╭─ INFORMATION SUPPLIED

PR #5126, opened 2024-05-20
randomize: Parse and ignore inline constraints

kozdra:
There is a trade-off done here. Inline constraints (`obj.randomize() with {...}`) need access to the type of `obj` (because variables bind to class fields and fall back to local scope), which is not yet resolved during LinkDot. While there is some plumbing in place for V3LinkDot to happen after V3Width (because of cell arrays), this approach is simpler and already provides for almost all actual uses I am aware of.

Ignoring the inline constraints happens after type checking, and therefore still provides valuable feedback when linting for example.

### DIFF
--- a/src/V3LinkDot.cpp
+++ b/src/V3LinkDot.cpp
@@ -2625,9 +2625,16 @@ class LinkDotResolveVisitor final : public VNVisitor {
                     = VN_AS(m_ds.m_dotp->lhsp(), ClassOrPackageRef);
                 classOrPackagep = cpackagerefp->classOrPackagep();
                 UASSERT_OBJ(classOrPackagep, m_ds.m_dotp->lhsp(), "Bad package link");
-                m_ds.m_dotSymp = cpackagerefp->name() == "local::"
-                                     ? m_curSymp->fallbackp()
-                                     : m_statep->getNodeSym(classOrPackagep);
+                if (cpackagerefp->name() == "local::") {
+                    if (m_pinSymp) {
+                        m_ds.m_dotSymp = m_curSymp->fallbackp();
+                    } else {
+                        nodep->v3error("Illegal 'local::' outside randomize() with");
+                        m_ds.m_dotErr = true;
+                    }
+                } else {
+                    m_ds.m_dotSymp = m_statep->getNodeSym(classOrPackagep);
+                }
                 m_ds.m_dotPos = DP_SCOPE;
             } else if (m_ds.m_dotPos == DP_SCOPE) {
                 // {a}.{b}, where {a} maybe a module name
--- a/src/V3LinkDot.cpp
+++ b/src/V3LinkDot.cpp
@@ -1504,11 +1504,11 @@ class LinkDotFindVisitor final : public VNVisitor {
             VL_DO_DANGLING(argp->unlinkFrBackWithNext()->deleteTree(), argp);
         }
         // Type depends on the method used, let V3Width figure it out later
-        if (nodep->exprp()) {  // Else empty expression and pretend no "with"
+        if (nodep->exprsp()) {  // Else empty expression and pretend no "with"
             const auto indexArgRefp = new AstLambdaArgRef{argFl, name + "__DOT__index", true};
             const auto valueArgRefp = new AstLambdaArgRef{argFl, name, false};
             const auto newp = new AstWith{nodep->fileline(), indexArgRefp, valueArgRefp,
-                                          nodep->exprp()->unlinkFrBackWithNext()};
+                                          nodep->exprsp()->unlinkFrBackWithNext()};
             funcrefp->addPinsp(newp);
         }
         nodep->replaceWith(funcrefp->unlinkFrBack());
@@ -1528,6 +1528,7 @@ class LinkDotFindVisitor final : public VNVisitor {
             // Insert argref's name into symbol table
             m_statep->insertSym(m_curSymp, nodep->valueArgRefp()->name(), nodep->valueArgRefp(),
                                 nullptr);
+            iterateChildren(nodep);
         }
     }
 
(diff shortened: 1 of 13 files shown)


src/V3Width.cpp
```diff
@@ -5946,14 +5957,23 @@ class WidthVisitor final : public VNVisitor {
             m_withp = nodep;
             userIterateChildren(nodep->indexArgRefp(), nullptr);
             userIterateChildren(nodep->valueArgRefp(), nullptr);
-            if (vdtypep) {
-                userIterateAndNext(nodep->exprp(), WidthVP{nodep->dtypep(), PRELIM}.p());
-            } else {  // 'sort with' allows arbitrary type
-                userIterateAndNext(nodep->exprp(), WidthVP{SELF, PRELIM}.p());
+            if (!nodep->exprp()->hasDType())
+                userIterateAndNext(nodep->exprp(), nullptr);
+            else {
```
wsnyder, line 5962:
```suggestion
            if (!nodep->exprp()->hasDType()) {
                userIterateAndNext(nodep->exprp(), nullptr);
            } else {
```

src/V3Width.cpp
```diff
@@ -5946,14 +5957,23 @@ class WidthVisitor final : public VNVisitor {
...
+                if (vdtypep) {
+                    userIterateAndNext(nodep->exprp(), WidthVP{nodep->dtypep(), PRELIM}.p());
+                } else {  // 'sort with' allows arbitrary type
+                    userIterateAndNext(nodep->exprp(), WidthVP{SELF, PRELIM}.p());
+                }
+            }
+
+            if (!nodep->exprp()->hasDType())
+                nodep->dtypeSetVoid();
+            else {
```
wsnyder, line 5972:
```suggestion
            if (!nodep->exprp()->hasDType()) {
                nodep->dtypeSetVoid();
            } else {
```

src/verilog.y
```diff
@@ -7198,8 +7197,7 @@ localNextId<nodeExprp>:         // local
         //                      // Must call nextId without any additional tokens following
                 yLOCAL__COLONCOLON
                         { $$ = new AstClassOrPackageRef{$1, "local::", PARSEP->unitPackage($<fl>1), nullptr};
-                          SYMP->nextId(PARSEP->rootp());
-                          BBUNSUP($<fl>1, "Unsupported: Randomize 'local::'"); }
+                          SYMP->nextId(PARSEP->rootp()); }
```
wsnyder, line 7200: local:: is valid to parse in many places, beyond just constraints and even currently in IEEE-illegal places (everywhere packageClassScope is used).   I don't see what will warn in all of those places when local:: is used with this warning removed.

kozdra: Added extra error.

src/V3LinkDot.cpp
```diff
@@ -3078,8 +3093,42 @@ class LinkDotResolveVisitor final : public VNVisitor {
...
+                    } else if (const AstNodePreSel* const selp
+                               = VN_CAST(nodep->fromp(), NodePreSel)) {
+                        if (const AstNodeVarRef* const varRefp
+                            = VN_CAST(selp->fromp(), NodeVarRef)) {
+                            fromDtp = varRefp->varp()->dtypeSkipRefp()->subDTypep();
+                        }
+                    }
+                    if (!fromDtp)
+                        nodep->v3warn(E_UNSUPPORTED,
+                                      "Unsupported: randomize() with on complex expressions");
```
wsnyder, line 3118:
```suggestion
                                      "Unsupported: 'randomize() with' on complex expressions");
```

src/V3LinkDot.cpp
```diff
@@ -3078,8 +3093,42 @@ class LinkDotResolveVisitor final : public VNVisitor {
...
+                }
+                if (m_statep->forPrimary() && isParamedClassRefDType(fromDtp))
+                    m_ds.m_unresolvedClass = true;
+                else if (fromDtp) {
+                    const AstClassRefDType* const classDtp
+                        = VN_CAST(fromDtp->skipRefp(), ClassRefDType);
+                    if (!classDtp)
+                        nodep->v3error("randomize() with on a non-class-instance "
```
wsnyder, line 3126:
```suggestion
                        nodep->v3error("'randomize() with' on a non-class-instance "
```

src/V3Width.cpp
```diff
@@ -3648,6 +3655,10 @@ class WidthVisitor final : public VNVisitor {
                     nodep->classOrPackagep(classp);
                     if (VN_IS(ftaskp, Task)) nodep->dtypeSetVoid();
                     processFTaskRefArgs(nodep);
+                    if (withp) {
+                        withp->v3warn(CONSTRAINTIGN, "with constraint ignored (unsupported)");
```
wsnyder, line 3659:
```suggestion
                        withp->v3warn(CONSTRAINTIGN, "'with' constraint ignored (unsupported)");
```

src/V3LinkDot.cpp
```diff
@@ -3078,8 +3093,42 @@ class LinkDotResolveVisitor final : public VNVisitor {
...
+                            fromDtp = varRefp->varp()->dtypeSkipRefp()->subDTypep();
+                        }
+                    }
+                    if (!fromDtp)
+                        nodep->v3warn(E_UNSUPPORTED,
+                                      "Unsupported: randomize() with on complex expressions");
+                }
+                if (m_statep->forPrimary() && isParamedClassRefDType(fromDtp))
+                    m_ds.m_unresolvedClass = true;
+                else if (fromDtp) {
```
wsnyder, line 3122:
```suggestion
                if (m_statep->forPrimary() && isParamedClassRefDType(fromDtp)) {
                    m_ds.m_unresolvedClass = true;
                } else if (fromDtp) {
```

kozdra:
@wsnyder would you mind taking a look again?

╰─

__EXERCISE__. Return all of the above records exactly, leaving no line out.

__ANSWER TO THIS EXERCISE__.
PR #5126, opened 2024-05-20
randomize: Parse and ignore inline constraints

kozdra:
There is a trade-off done here. Inline constraints (`obj.randomize() with {...}`) need access to the type of `obj` (because variables bind to class fields and fall back to local scope), which is not yet resolved during LinkDot. While there is some plumbing in place for V3LinkDot to happen after V3Width (because of cell arrays), this approach is simpler and already provides for almost all actual uses I am aware of.

Ignoring the inline constraints happens after type checking, and therefore still provides valuable feedback when linting for example.

### DIFF
--- a/src/V3LinkDot.cpp
+++ b/src/V3LinkDot.cpp
@@ -2625,9 +2625,16 @@ class LinkDotResolveVisitor final : public VNVisitor {
                     = VN_AS(m_ds.m_dotp->lhsp(), ClassOrPackageRef);
                 classOrPackagep = cpackagerefp->classOrPackagep();
                 UASSERT_OBJ(classOrPackagep, m_ds.m_dotp->lhsp(), "Bad package link");
-                m_ds.m_dotSymp = cpackagerefp->name() == "local::"
-                                     ? m_curSymp->fallbackp()
-                                     : m_statep->getNodeSym(classOrPackagep);
+                if (cpackagerefp->name() == "local::") {
+                    if (m_pinSymp) {
+                        m_ds.m_dotSymp = m_curSymp->fallbackp();
+                    } else {
+                        nodep->v3error("Illegal 'local::' outside randomize() with");
+                        m_ds.m_dotErr = true;
+                    }
+                } else {
+                    m_ds.m_dotSymp = m_statep->getNodeSym(classOrPackagep);
+                }
                 m_ds.m_dotPos = DP_SCOPE;
             } else if (m_ds.m_dotPos == DP_SCOPE) {
                 // {a}.{b}, where {a} maybe a module name
--- a/src/V3LinkDot.cpp
+++ b/src/V3LinkDot.cpp
@@ -1504,11 +1504,11 @@ class LinkDotFindVisitor final : public VNVisitor {
             VL_DO_DANGLING(argp->unlinkFrBackWithNext()->deleteTree(), argp);
         }
         // Type depends on the method used, let V3Width figure it out later
-        if (nodep->exprp()) {  // Else empty expression and pretend no "with"
+        if (nodep->exprsp()) {  // Else empty expression and pretend no "with"
             const auto indexArgRefp = new AstLambdaArgRef{argFl, name + "__DOT__index", true};
             const auto valueArgRefp = new AstLambdaArgRef{argFl, name, false};
             const auto newp = new AstWith{nodep->fileline(), indexArgRefp, valueArgRefp,
-                                          nodep->exprp()->unlinkFrBackWithNext()};
+                                          nodep->exprsp()->unlinkFrBackWithNext()};
             funcrefp->addPinsp(newp);
         }
         nodep->replaceWith(funcrefp->unlinkFrBack());
@@ -1528,6 +1528,7 @@ class LinkDotFindVisitor final : public VNVisitor {
             // Insert argref's name into symbol table
             m_statep->insertSym(m_curSymp, nodep->valueArgRefp()->name(), nodep->valueArgRefp(),
                                 nullptr);
+            iterateChildren(nodep);
         }
     }
 
(diff shortened: 1 of 13 files shown)


src/V3Width.cpp
```diff
@@ -5946,14 +5957,23 @@ class WidthVisitor final : public VNVisitor {
             m_withp = nodep;
             userIterateChildren(nodep->indexArgRefp(), nullptr);
             userIterateChildren(nodep->valueArgRefp(), nullptr);
-            if (vdtypep) {
-                userIterateAndNext(nodep->exprp(), WidthVP{nodep->dtypep(), PRELIM}.p());
-            } else {  // 'sort with' allows arbitrary type
-                userIterateAndNext(nodep->exprp(), WidthVP{SELF, PRELIM}.p());
+            if (!nodep->exprp()->hasDType())
+                userIterateAndNext(nodep->exprp(), nullptr);
+            else {
```
wsnyder, line 5962:
```suggestion
            if (!nodep->exprp()->hasDType()) {
                userIterateAndNext(nodep->exprp(), nullptr);
            } else {
```

src/V3Width.cpp
```diff
@@ -5946,14 +5957,23 @@ class WidthVisitor final : public VNVisitor {
...
+                if (vdtypep) {
+                    userIterateAndNext(nodep->exprp(), WidthVP{nodep->dtypep(), PRELIM}.p());
+                } else {  // 'sort with' allows arbitrary type
+                    userIterateAndNext(nodep->exprp(), WidthVP{SELF, PRELIM}.p());
+                }
+            }
+
+            if (!nodep->exprp()->hasDType())
+                nodep->dtypeSetVoid();
+            else {
```
wsnyder, line 5972:
```suggestion
            if (!nodep->exprp()->hasDType()) {
                nodep->dtypeSetVoid();
            } else {
```

src/verilog.y
```diff
@@ -7198,8 +7197,7 @@ localNextId<nodeExprp>:         // local
         //                      // Must call nextId without any additional tokens following
                 yLOCAL__COLONCOLON
                         { $$ = new AstClassOrPackageRef{$1, "local::", PARSEP->unitPackage($<fl>1), nullptr};
-                          SYMP->nextId(PARSEP->rootp());
-                          BBUNSUP($<fl>1, "Unsupported: Randomize 'local::'"); }
+                          SYMP->nextId(PARSEP->rootp()); }
```
wsnyder, line 7200: local:: is valid to parse in many places, beyond just constraints and even currently in IEEE-illegal places (everywhere packageClassScope is used).   I don't see what will warn in all of those places when local:: is used with this warning removed.

kozdra: Added extra error.

src/V3LinkDot.cpp
```diff
@@ -3078,8 +3093,42 @@ class LinkDotResolveVisitor final : public VNVisitor {
...
+                    } else if (const AstNodePreSel* const selp
+                               = VN_CAST(nodep->fromp(), NodePreSel)) {
+                        if (const AstNodeVarRef* const varRefp
+                            = VN_CAST(selp->fromp(), NodeVarRef)) {
+                            fromDtp = varRefp->varp()->dtypeSkipRefp()->subDTypep();
+                        }
+                    }
+                    if (!fromDtp)
+                        nodep->v3warn(E_UNSUPPORTED,
+                                      "Unsupported: randomize() with on complex expressions");
```
wsnyder, line 3118:
```suggestion
                                      "Unsupported: 'randomize() with' on complex expressions");
```

src/V3LinkDot.cpp
```diff
@@ -3078,8 +3093,42 @@ class LinkDotResolveVisitor final : public VNVisitor {
...
+                }
+                if (m_statep->forPrimary() && isParamedClassRefDType(fromDtp))
+                    m_ds.m_unresolvedClass = true;
+                else if (fromDtp) {
+                    const AstClassRefDType* const classDtp
+                        = VN_CAST(fromDtp->skipRefp(), ClassRefDType);
+                    if (!classDtp)
+                        nodep->v3error("randomize() with on a non-class-instance "
```
wsnyder, line 3126:
```suggestion
                        nodep->v3error("'randomize() with' on a non-class-instance "
```

src/V3Width.cpp
```diff
@@ -3648,6 +3655,10 @@ class WidthVisitor final : public VNVisitor {
                     nodep->classOrPackagep(classp);
                     if (VN_IS(ftaskp, Task)) nodep->dtypeSetVoid();
                     processFTaskRefArgs(nodep);
+                    if (withp) {
+                        withp->v3warn(CONSTRAINTIGN, "with constraint ignored (unsupported)");
```
wsnyder, line 3659:
```suggestion
                        withp->v3warn(CONSTRAINTIGN, "'with' constraint ignored (unsupported)");
```

src/V3LinkDot.cpp
```diff
@@ -3078,8 +3093,42 @@ class LinkDotResolveVisitor final : public VNVisitor {
...
+                            fromDtp = varRefp->varp()->dtypeSkipRefp()->subDTypep();
+                        }
+                    }
+                    if (!fromDtp)
+                        nodep->v3warn(E_UNSUPPORTED,
+                                      "Unsupported: randomize() with on complex expressions");
+                }
+                if (m_statep->forPrimary() && isParamedClassRefDType(fromDtp))
+                    m_ds.m_unresolvedClass = true;
+                else if (fromDtp) {
```
wsnyder, line 3122:
```suggestion
                if (m_statep->forPrimary() && isParamedClassRefDType(fromDtp)) {
                    m_ds.m_unresolvedClass = true;
                } else if (fromDtp) {
```

kozdra:
@wsnyder would you mind taking a look again?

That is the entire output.